PR #2512, opened 2021-05-25
 Reuse of phrases with "in the frequency domain"

Awurama-N:
reuse of phrases & error fixes

contributes to Issue #2397.

### DIFF
--- a/code/stable/pdController/SRS/PDController_SRS.tex
+++ b/code/stable/pdController/SRS/PDController_SRS.tex
@@ -65,15 +65,15 @@ $-∞$ & Negative Infinity & --
 \\
 $AbsTol$ & Absolute Tolerance & --
 \\
-${C_{\text{s}}}$ & Control Variable in the frequency domain & --
+${C_{\text{s}}}$ & Control Variable in the Frequency Domain & --
 \\
 $c$ & Damping coefficient of the spring & --
 \\
 ${c_{\text{t}}}$ & Control Variable in the time domain & --
 \\
-${D_{\text{s}}}$ & Derivative control in the frequency domain & --
+${D_{\text{s}}}$ & Derivative Control in the Frequency Domain & --
 \\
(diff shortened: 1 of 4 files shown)


JacquesCarette (commented):
Hmm, something's odd - too many words seem capitalized now. Probably due to `inThe` use - @Ant13731 since you're now the expert on those combinators, could you take a look please?

Ant13731:
Converting to a draft just to compare with stable from master branch. I think the capitalization is from the definitions, and there's a list of terminology that doesn't automatically titleize the definitions.

code/stable/pdController/SRS/PDController_SRS.tex
```diff
@@ -247,13 +247,15 @@ \subsubsection{Terminology and Definitions}
 \item{Set-Point: The desired value that the control system must reach. This also knows as the reference variable.}
 \item{Proportional Gain: Gain constant of the proportional controller.}
 \item{Derivative Gain: Gain constant of the derivative controller.}
-\item{Frequency Domain: The analysis of mathematical functions in terms of frequency, instead of time.}
+\item{Proportional control: A linear feedback control system where correction is applied to the controlled variable which is proportional to the difference between desired and measured values.}
+\item{Derivative control: Monitors the rate of change of the error signal and contributes a component of the output signal (proportional to a derivative of the error signal).}
```
Ant13731, line 251: Making the other section lowercase means making these definitions look out of place in this list. I'll see if there's a way to just titleize them here.

Ant13731: I can't seem to find an explicit place where the capitalization rules are defined for this list, but I think Drasil is only capitalizing the first word of each definition on its own. The rest of the capitalization comes from the functions that hold the terminology definitions (which have been hard-coded to be capitalized).

JacquesCarette (approved):

Issue #2499, opened 2021-05-21
Using More Concept Combinators


Ant13731:
As a follow up for #2399, this issue will be a list to keep track of which examples use higher level combinators (and compound ideas) and which ones still need to be changed (see the [Wiki](https://github.com/JacquesCarette/Drasil/wiki/Combinator-Documentation) for more info about combinators).

- [x] DblPendulum
- [x] GamePhysics 
     - [x] Update Combinator documentation
- [x] GlassBR 
- [x] HGHC (doesn't seem to be any for now)
- [x] NoPCM 
- [x] PDController 
- [x] Projectile
- [x] SSP
- [x] SWHS

PR #2514, opened 2021-05-25
Adding concept-level combinators to GlassBR example

Ant13731:
Adding concept-level combinators to GlassBR example, introduced some new combinators to Utils.Drasil.Concepts used in the GlassBR example (this will likely have some merge conflicts with the GamePhys PR, but it should quick to fix when it's ready).
Contributes #2499


JacquesCarette (approved):

JacquesCarette:
As expected, some conflicts. But otherwise nice.

PR #2516, opened 2021-05-25
Splitting up Haddock documentation

### LINKED ISSUE #2294: Haddock docs missing for some files

balacij:
Closes #2294 

As discussed previously, we would have 2 variants of Haddock documents. One with all modules fully exposed, and one variant as it is right now.

These changes edit the scripts just slightly, but it adds a bit of overhead. Unfortunately, it seems that Haddock requires a whole recompilation (!) in order to change the settings of the haddock documents last built. So, this adds ~3-5 min of overhead to our build times. Luckily, I think we can remove a bit of time elsewhere by using pre-compiled binaries of graphmod/dotgen.

Demo: https://balacij.github.io/Drasil/

Change to textual links:
image

Normal docs: https://balacij.github.io/Drasil/docs/index.html
Full docs (fully exposed modules): https://balacij.github.io/Drasil/docs/full/index.html

### DIFF
--- a/code/website/index.html
+++ b/code/website/index.html
@@ -215,7 +215,7 @@ $endfor$
 $if(docsUrl)-$
   <h3 id="haskDoc">Haddock Documentation</h3>
   <p>
-    The current <a href="$docsUrl$">Haddock documentation</a> for the Drasil framework. $if(fullDocsUrl)-$A variant with fully exposed modules is also available <a href="$fullDocsUrl$">here</a>.$-endif$
+    The current <a href="$docsUrl$">Haddock documentation</a> for the Drasil framework. $if(fullDocsUrl)-$A variant with <a href="$fullDocsUrl$">fully exposed modules</a> is also available.$-endif$
   </p>
 $-endif$
 
--- a/code/website/index.html
+++ b/code/website/index.html
@@ -215,7 +215,7 @@ $endfor$
 $if(docsUrl)-$
   <h3 id="haskDoc">Haddock Documentation</h3>
   <p>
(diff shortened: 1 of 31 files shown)


code/website/index.html
```diff
@@ -215,7 +215,7 @@ <h3 id="caseStudies">Case Studies</h3>
 $if(docsUrl)-$
   <h3 id="haskDoc">Haddock Documentation</h3>
   <p>
-    The current <a href="$docsUrl$">Haddock documentation</a> for the Drasil framework.
+    The current <a href="$docsUrl$">Haddock documentation</a> for the Drasil framework. $if(fullDocsUrl)-$A variant with fully exposed modules is also available <a href="$fullDocsUrl$">here</a>.$-endif$
```
JacquesCarette, line 218: Please make "fully exposed modules" the link words. "here" links are an anti-pattern.

JacquesCarette (changes requested):
Also, the docs have a bunch of top-level `Paths_*` files - could these somehow not be indexed?

balacij:
For the `Paths_*` modules, it's a pretty weird issue. The hpack docs just mention that it's "not harmful most of the time and it's helpful in some cases", but doesn't really seem to discuss where it's helpful/harmful. It also seems pretty often that people just omit it -- quite a few discussions about removing it from their GitHub issue tracker. So I just removed it as well, and it didn't cause any visible issues for me (and it also fixed the issue of haddock building information for the `Paths_*` modules).

JacquesCarette (approved):

PR #2518, opened 2021-05-26
Add debugging swift step to CI

balacij:
As per https://github.com/JacquesCarette/Drasil/commit/58728e973538388fd98bf8b0e3b79b4cff7aa4f5#commitcomment-51335621

### DIFF
--- a/.github/workflows/Build.yaml
+++ b/.github/workflows/Build.yaml
@@ -21,6 +21,12 @@ jobs:
     runs-on: ubuntu-latest
     steps:
       - uses: actions/checkout@v2
+      - name: "Debug: Swift on CI"
+        run: |
+          echo "print(\"Hello World\")" > ~/test.swift
+          swiftc ~/test.swift -o test_swift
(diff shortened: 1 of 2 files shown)


JacquesCarette:
Ah, I didn't see that the original thing was just a stub for debugging, rather than full-fledged testing of our generated swift code. The latter is really the intent. We should be doing test runs of the code that we generate.  [Though perhaps in a weekly CI run, rather than for all? We don't want to blow up the time to something too crazy]

balacij:
Ah! I agree, I would like to see that as well.

I don't think any of our current examples have long execution times, and we already compile them via a `make code` step in CI, so we may not actually slow down our CI builds too much if we curate smaller input sets for them. Should we give it a go and see what the impact is? Then we can make a decision on whether to run with each or weekly I think.

JacquesCarette:
Ah indeed. I was afraid of the compilation time - but if we already grab binary distribs for the compilers, indeed, this should have very little impact.

PR #2520, opened 2021-05-26
Adding PDController to Website

### LINKED ISSUE #2515: Website case studies table missing PDController example
image

Ant13731:
Added PDController to website under the index.html. @balacij does this look right?
Closes #2515

### DIFF
--- a/code/website/index.html
+++ b/code/website/index.html
@@ -69,6 +69,16 @@ td {
     <td>D</td>
   </tr>
   <tr>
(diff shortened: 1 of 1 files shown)


JacquesCarette (approved):
I actually don't know if this is going to work! It's not bad change per se, but I'm not sure if it's this simple. Let's try it and see, I guess.  I'll remove the "closes" from the PR comment though, as we'll need for someone to check by hand that it does.

Issue #2525, opened 2021-05-27
How to see full documentation locally


Ant13731:
Hello, I'm having trouble finding the full docs when running `make docs` locally. Is it in a different file path from the normal documentation?

balacij:
Ah, I had the `make docs` changed slightly. It builds the `docs` folder, but embeds the "full" version in a `full` folder within the `docs` folder.

balacij:
Might be worth noting this somewhere now that I think about it, any ideas where we can?

Thank you!

smiths:
I like the idea of adding the note to the end of the script.  Would there also be value in updating the Contributor's Guide?  There is a section on make (https://github.com/JacquesCarette/Drasil/wiki/Contributor's-Guide#make-and-drasil-packages), although the make section doesn't currently discuss `make doc`.

Ant13731:
Mine doesn't seem to generate a full folder. Also I think mentioning in the Quick Start and Readme files would be good too.

balacij:
@smiths I think that's a great idea! I can write a note about it there too.

@Ant13731 Did you make sure to `git pull origin master` to get upstream changes? Were there any errors in the logs?

Ant13731:
Oh sorry, I thought my master was up to date. Let me see if it works now.

Ant13731:
Okay, I found it! I think I was looking in the wrong place (its under `code/docs/full` but I was looking under `code/.stack-work/install/48ba28e6/doc`). Thanks for your help @balacij!

balacij:
I added a little blurb about the Haddock documentation, a note at the end of the `make docs`, and updated the related README area.

Let me know if this is good and we can close this ticket!

balacij:
@Ant13731 Are we okay to close this now?

Ant13731:
Yep!

PR #2527, opened 2021-05-27
Pass GHC options to make_docs.sh, move flags to stack.yaml, and outpu…

balacij:
…t location of generated docs

Note: `--interleaved-output` can be omitted since it's enabled by default since Stack 1.8

Contributes to: #2525

### DIFF
--- a/code/stack.yaml
+++ b/code/stack.yaml
@@ -58,6 +58,11 @@ extra-deps:
 - unicode-names-3.2.0.0@sha256:fef7241d93170e26265e84553090253a5e8ee207645d47cf271816f5834d07d2
 - unicode-properties-3.2.0.0@sha256:239766a6ac4322329353f6b9cd546024fd8c5f0235c8e32b3cba2d6bd245a699
 
+# Used only for a basic set of flags for haddock
+build:
+  haddock-deps: false
+  haddock-hyperlink-source: false
+
 # Override default flag values for local packages and extra-deps
 flags: {}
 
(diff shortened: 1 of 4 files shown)


balacij:
If we can figure out an optimal thread count for github actions, we can likely speed up builds _a bit_. Passing the GHC flags also passes our current GHCTHREADS option, which will help with this (assuming we get gains from a >2 thread count from the Actions host server).

code/stack.yaml
```diff
@@ -58,6 +58,11 @@ extra-deps:
 - unicode-names-3.2.0.0@sha256:fef7241d93170e26265e84553090253a5e8ee207645d47cf271816f5834d07d2
 - unicode-properties-3.2.0.0@sha256:239766a6ac4322329353f6b9cd546024fd8c5f0235c8e32b3cba2d6bd245a699
 
+# Used only for a basic set of flags for haddock
+build:
+  haddock-deps: false
+  haddock-hyperlink-source: false
```
JacquesCarette, line 64: Why?

JacquesCarette (approved):
I think most people have found that -j2 speeds things up, and that anything higher doesn't really. It might be worth experiment with.

code/stack.yaml
balacij: These were the original flags used for generating the Haddock docs. `haddock-deps` is a switch for building haddocks for dependencies, and `haddock-hyperlink-source` is for creating the links to the source code. I think we can re-enable that, we'd just need to tweak the settings a little bit for it to go to github.

JacquesCarette: Right, I was only asking about the hyperlinks. It would be nice to have that.

balacij: I'm sure we can figure it out. I'll make a ticket.

Issue #2440, opened 2021-05-12
New ModelKind: `EquationalRealm`


balacij:
> I agree with the reasoning.
>
> We could indeed use an `NEList` of expressions (for the right hand sides) in `EquationalModels` to collapse the two together. But, let's not do that now. Using something from a list requires a choice, but in the 1 case, there is none - and from a design perspective, that's quite different.
>
>I'm thinking `EquationalRealm`. We use `Realm` in a paper to mean a theory with multiple interfaces.  Let's start with that?

_Originally posted by @JacquesCarette in https://github.com/JacquesCarette/Drasil/issues/2436#issuecomment-839853035_

balacij:
I started some preliminary work in the [equationalRealmMK](https://github.com/JacquesCarette/Drasil/compare/equationalRealmMK) branch, but very quickly running into some troubles/big questions.

Assuming we wanted an `EquationalRealm [QDefinition]` data constructor for ModelKinds, ...

1. Would we want to allow it to be instantiated for anything other than TheoryModels? If not, should we potentially have separate ModelKinds ADTs for just TheoryModels?
2. Should each QDefinition in the EquationalRealm be forced to carry the same data? In particular, should each QDefinition in the EquationalRealm have the same UID?
4. If we don't necessarily want all the of QDefinitions to be equivalent (excluding Exprs and definitional Sentences), then when we [grab some information from something that carries a ModelKind](https://github.com/JacquesCarette/Drasil/blob/2b43623ad864ab051db278fd8421629713d22866/code/drasil-theory/Theory/Drasil/ModelKinds.hs#L35), which QDefinition should we grab information from when it's an EquationalRealm? Right now, I set it to be the first element (working on the assumption that each internal QDefinition carries the same information [even though I know they don't, they each, at least, carry different definition Sentences and `relat`s]

However, these questions lead me to think we would actually want some slightly different structure: `EquationalRealm' QuantityDict [(Sentence, Expr)]` where we can use an EquationalRealm to generate QDefinitions (since a QDefinition is currently made up of a QuantityDict, defn :: Sentence, and an Expr [though, technically, it also has a ConceptDomain that isn't used at the moment too])

JacquesCarette:
`NEList`, not `[]`.  We should have it for both `InstanceModel` and `TheoryModel`. At least for now.

[...]

PR #2532, opened 2021-05-27
Basic EquationalRealms

### LINKED ISSUE #2436: Converting "Newton's law of universal gravitation" Theory Model
Related to #2371 

While converting the following TheoryModel into "not an OthModel":

https://github.com/JacquesCarette/Drasil/blob/acf6d8dbd9632e14954e8e5027768edfd8ceb7d8/code/drasil-example/Drasil/GamePhysics/TMods.hs#L45-L60

and in the context of https://github.com/JacquesCarette/Drasil/pull/2426#issuecomment-838992397 , it seems inappropriate to naively convert the following TheoryModel into an EquationalModel because it contains 2 expressions for which it can use to calculate the `force`. However, if I'm not mistaken, if we want an EquationalModel to mean "something is calculated by this 1 formula", then I think we need to create a new kind of ModelKind to accommodate this.

Assuming I'm correct, would we potentially want some sort of "AnyEquationModel" (weird name, but we can probably figure something out that's better) that contains a list of QDefinitions, for which any can be used to calculate the thing in question?

**EDIT**: Alternatively, we could even just make "EquationalModels" just allow for this list of QDefinitions describe above, and create a smart constructor for all the existing models that currently have just 1 single related QDefinition.

balacij:
Contributes to #2440 
Closes #2436


JacquesCarette:
I'm going to review this "later", as it will need quite a bit of effort.

code/drasil-theory/Theory/Drasil/ModelKinds.hs
```diff
@@ -1,42 +1,63 @@
...
+import Control.Lens ((^.), to, lens, set, makeLenses, makeLensesFor,
+  Getter, Lens', Setter')
 import Data.Maybe (mapMaybe)
+import qualified Data.List.NonEmpty as NE
+
+import Language.Drasil (($=), sy, Expr, RelationConcept,
+  NamedIdea(..), HasUID(..), ExprRelat(..), ConceptDomain(..), Definition(..),
+  Idea(..), DefiningExpr(..), UID, Sentence, QDefinition, QuantityDict)
+
+data RealmVariant = RV {
```
JacquesCarette, line 14: Can you add some documentation as to what is meant by this? I'm not even sure I know what the `Expr` here is supposed to represent!

code/drasil-theory/Theory/Drasil/ModelKinds.hs
```diff
@@ -1,42 +1,63 @@
...
+  _desc :: Sentence,
+  _expr :: Expr
+}
+
+makeLensesFor [("_expr", "expr")] ''RealmVariant
 
 data ModelKinds = EquationalModel QDefinition
+                | EquationalRealm QuantityDict [UID] (NE.NonEmpty RealmVariant)
```
JacquesCarette, line 22: Are the lengths of the list and the nonempty supposed to be related?

code/drasil-theory/Theory/Drasil/ModelKinds.hs
```diff
@@ -1,42 +1,63 @@
...
-setMk (EquationalModel q) f _ x = EquationalModel $ set f x q
-setMk (DEModel q)         _ g x = DEModel $ set g x q
-setMk (OthModel q)        _ g x = OthModel $ set g x q
-
-lensMk :: forall a. Lens' QDefinition a -> Lens' RelationConcept a -> Lens' ModelKinds a
-lensMk lq lr = lens g s
+instance HasUID        ModelKinds where uid      = lensMk uid uid uid
+instance NamedIdea     ModelKinds where term     = lensMk term term term
+instance Idea          ModelKinds where getA     = elimMk (to getA) (to getA) (to getA)
+instance Definition    ModelKinds where defn     = lensMk defn (error "ambiguous definition (defn) in EquationalRealm") defn
```
JacquesCarette, line 31: These errors are just as bad as `undefined`. If the information is not available, or not uniquely available, in all model kinds, then it should be considered available at all.

If it's crucial that the information is available (which could indeed be the case), then this means that the current design is flawed and needs to be revised.

code/drasil-theory/Theory/Drasil/ModelKinds.hs
```diff
@@ -1,42 +1,63 @@
...
+instance ExprRelat     ModelKinds where 
+  relat (EquationalRealm q _ rs) = sy q $= foldr1 ($=) (NE.map (^. expr) rs)
+  relat (EquationalModel q)      = relat q
+  relat (DEModel q)              = relat q
+  relat (OthModel q)             = relat q
+-- TODO: implement MayHaveUnit for ModelKinds once we've sufficiently removed OthModels (else we'd be breaking too much of `stable`)
+
+-- | Retrieve internal data from QDefinitions/RelationConcepts
+elimMk :: Getter QDefinition a -> Getter QuantityDict a -> Getter RelationConcept a -> ModelKinds -> a
+elimMk l _ _ (EquationalModel q)     = q ^. l
```
JacquesCarette, line 43: So what this `elimMk` seems to say is that a "better" representation for a `ModelKind` would be a product of a `QDefinition` and "the rest of the information", labelled with the kind of model.  So `EquationalModel` would have no payload, only `EquationalRealm` would.

JacquesCarette (changes requested):
This is much more a "design review" than 'request changes'.

code/drasil-example/Drasil/GamePhysics/TMods.hs
```diff
@@ -44,22 +46,21 @@ newtonTLNote = foldlSent [(S "Every action has an equal and opposite reaction" !
 
 -- T3 : Newton's law of universal gravitation --
 
+-- FIXME: Missing ConceptDomain!
+newtonLUGModel :: ModelKinds
```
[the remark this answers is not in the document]
balacij: I wanted this one to be the prototype of sorts for the EquationalRealm since it was the original model that started this work. I think it makes sense to work with at least one model while building the EquationalRealms so that we know what to expect them to look like.

code/drasil-theory/Theory/Drasil/GenDefn.hs
```diff
@@ -18,26 +18,27 @@ data GenDefn = GD { _mk :: ModelKinds
...
-instance Definition         GenDefn where defn = lensMk defn defn
-instance ConceptDomain      GenDefn where cdom = elimMk (to cdom) (to cdom) . view mk
-instance ExprRelat          GenDefn where relat = elimMk (to relat) (to relat) . view mk
-instance HasDerivation      GenDefn where derivations = deri
+          s gd_ x = set mk (setMk (gd_ ^. mk) lq lqd lr x) gd_
+
+instance HasUID             GenDefn where uid           = lensMk uid uid uid
+instance NamedIdea          GenDefn where term          = lensMk term term term
+instance Idea               GenDefn where getA          = getA . (^. mk)
+instance Definition         GenDefn where defn          = lensMk defn undefined defn
```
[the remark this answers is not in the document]
balacij: I agree! The `undefined`s are definitely very odd.

Additionally, while working on it, I _really_ wanted to take the `lensMk`, `elimMk`, and `setMk`'s 3 function parameters (acting on RelationConcepts, QuantityDicts, and QDefinitions) and merge them into 1 param using typeclasses, but I couldn't get a sufficient "common denominator" between the various models.

The "definition" of an EquationalRealm is interesting. I think we want it be undefined until the EquationalRealm is observed and converted into an EquationalModel using a specific RealmVariant with the attached QuantityDict.

code/drasil-theory/Theory/Drasil/ModelKinds.hs
balacij: Yes, I should definitely do that. I'll merge in master and add some documentation for this. I'll let you know when I've done so.

code/drasil-theory/Theory/Drasil/ModelKinds.hs
balacij: No, the `[UID]` is meant to be the concept domain of the variants. It's related, I think, in that it would be the union of the concept domains of the various RealmVariants. I think we discussed that we wanted it to be for the whole model instead of the individual RealmVariant, but thinking about it again from your question... it might be the case that we want both, with the top-level CD of the Realm being calculated using the CDs of the individual RealmVariants.

It also looks like the current instance of the ConceptDomain isn't aligned with this. I will fix this.

code/drasil-theory/Theory/Drasil/ModelKinds.hs
balacij: Would we be able to form a QDefinition for an EquationalRealm if we want EquationalRealms to represent "more than one way to define a quantity"? I think the "right-hand side" of the QDefinition would be ambiguous for an EquationalRealm, unless we wanted to have the Realm's QDefinition be of the form `x $= y $= z $= ...`.

code/drasil-theory/Theory/Drasil/ModelKinds.hs
balacij: I agree. I'm not much of a fan of the errors that I had written for it to be honest.

If we had an InstanceModel/GenDefn/TheoryModel with an EquationalRealm, what would we want to say the;
* "Definition" is? Perhaps we just need a custom "Definition" sentence for an EquationalRealm? I think this sounds about right actually -- I don't know why I didn't think about this before.
* "DefiningExpr" is? Perhaps we need DefiningExpr to be returning a "Maybe Expr" instead of a `Lens c Expr` -- this would be following suit in the current ExprRelat (in that ExprRelat's `relat` function just returns a plain Relation), but against the redesign proposed of `ExprRelat`

Perhaps we should be changing the definition of EquationalRealms (`EquationalRealm QuantityDict (NE.NonEmpty RealmVariant)`) into `EquationalRealm QuantRealm` where a `QuantRealm` contains a `QuantityDict` and `(NE.NonEmpty RealmVariant)`. Then we'd be probably be able to avoid these errors and clean up the code a bit to avoid `undefined`. If the above 2 "Definition" and "DefiningExpr" are actually things we should define instead of creating errors, then I think this would be a decent solution.

balacij: I actually really liked the idea of having a separate Realm carrier, I think it makes a lot of sense in this context. So, I made a prototype in e45bc854231efe71a8a7e93f45f9376ace92a8b4 (though, it will be easier to review in this branch, since it contains this commit).

It allowed us to define the "Definition" instance, and I think that definition would be good to have as a relational statement between each equation, which may not be something that we want to procedurally generate via the definitions of the underlying variants.

I imagine that if we have only 1 RealmVariant in a Realm, then the DefiningExpr would be that 1 RealmVariant's Expr. However, if we have more than 1, it will be ambiguous. If we change the type of `defnExpr`/DefiningExpr to return a `Maybe (Lens c Expr)`/`Maybe Expr`, then I think we can define something for Realms.

Also, I named the bundle "Realm" but it's probably not the best name for it. Maybe QDefRealm?

code/drasil-theory/Theory/Drasil/ModelKinds.hs
balacij: I added docs with the proto-Realms as described below, but the meaning of things will still be the same.

code/drasil-theory/Theory/Drasil/ModelKinds.hs
JacquesCarette: See the discussion on that commit.  This is getting a lot closer.

However, I definitely don't want to use `Maybe` here. Basically one should not be asking for 'the' definition of something that doesn't have it. So we need to understand why we're even asking the question. So we'll need to see who is using those features of IM/TM/etc and in what way.

I think that in most cases, we'll be able to make sense of what it's trying to do, which will feed back into the design of this feature.

code/drasil-theory/Theory/Drasil/ModelKinds.hs
JacquesCarette: Correct, the 'right hand side' will not make sense. 'a' right hand side will. I think a `QDefinition` needs to be precise. So indeed, there would be no such `Getter`. I consider that to be a good thing, as it will force us to be precise about what we mean. It would be interesting to see who uses this getter.  Maybe it should return an `NonEmpty` ?

code/drasil-theory/Theory/Drasil/ModelKinds.hs
balacij: I see. I will try to check usage of defnExpr (of DefiningExpr) and relat (of ExprRelat), I think this also relates to the below discussion about `elimMk` too. I'll post when I've understood a bit more about the existing usage.

balacij: As of right now, `defnExpr` is almost exclusively used on QDefinitions and DataDefinitions. So, it looks like I didn't need (nor should I have) added the extra instance for `DefiningExpr` for IM/TM/GD. `relat` is primarily used for cosmetics and quickly grabbing "x $= ..." Exprs. However, if we intend to replace fully replace `relat` with `defnExpr`, it will require a bit more work since `defnExpr` is not intended for this (and incompatible, because it currently is geared towards uniquely identifying exprs).

If we return a NonEmpty list of Exprs instead of a single Expr, for all the instances that use `relat`, we can just intercalate `$=`, prepending a symbol as well, but then it might not work nicely with the existing usage for DataDefinitions -- for example, defining unique expressions for constants. I think we'll need to have a both in some capacity.

JacquesCarette: Right - this is all very valuable design information that shouldn't be lost as discussion on the PR. Probably it should go in the `Classes` file that defines the various classes (and from there, `relat` and `defnExpr`) as the reasoning behind them.

Once we design what each of them means, then it will be clear what to do. And what to do might include deleting some, creating some new ones (with a different meaning), etc.

balacij: That's a good idea. I just moved it now. Hopefully it can be helpful in the future. Thank you!

JacquesCarette (approved):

» **Problem statement**
In the data above, find each line that has the word "worth" and copy it out.

» **Reply**
Might be worth noting this somewhere now that I think about it, any ideas where we can?
I think most people have found that -j2 speeds things up, and that anything higher doesn't really. It might be worth experiment with.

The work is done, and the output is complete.